=== Exercise directions ===
Which lines in the listing below contain "path"? Copy each of them.

----- The data

PR #180, opened 2019-10-03
tool-cache: Work around a weird GNU Tar behavior on Windows

Ecco:
For some reason GNU Tar insists on parsing the destination path using an Unix path delimiter (`/`), even on windows where the path delimiter is `\`.

This patch simply rewrites `\` to `/` in the destination path.

### DIFF
--- a/packages/tool-cache/src/tool-cache.ts
+++ b/packages/tool-cache/src/tool-cache.ts
@@ -200,6 +200,10 @@ export async function extractTar(
   }
 
   dest = dest || (await _createExtractFolder(dest))
+  if (IS_WINDOWS) {
+    // For some reason, GNU Tar on Windows expects paths to be slash-separated even though this is not the standard Windows path delimiter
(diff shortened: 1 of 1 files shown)


packages/tool-cache/src/tool-cache.ts
```diff
@@ -200,6 +200,10 @@ export async function extractTar(
   }
 
   dest = dest || (await _createExtractFolder(dest))
+  if (IS_WINDOWS) {
+    // For some reason, GNU Tar on Windows expects paths to be slash-separated even though this is not the standard Windows path delimiter
+    dest = dest.replace(/\\/g, '/')
```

----------

=== Answer box ===
For some reason GNU Tar insists on parsing the destination path using an Unix path delimiter (`/`), even on windows where the path delimiter is `\`.
This patch simply rewrites `\` to `/` in the destination path.
+    // For some reason, GNU Tar on Windows expects paths to be slash-separated even though this is not the standard Windows path delimiter
+    // For some reason, GNU Tar on Windows expects paths to be slash-separated even though this is not the standard Windows path delimiter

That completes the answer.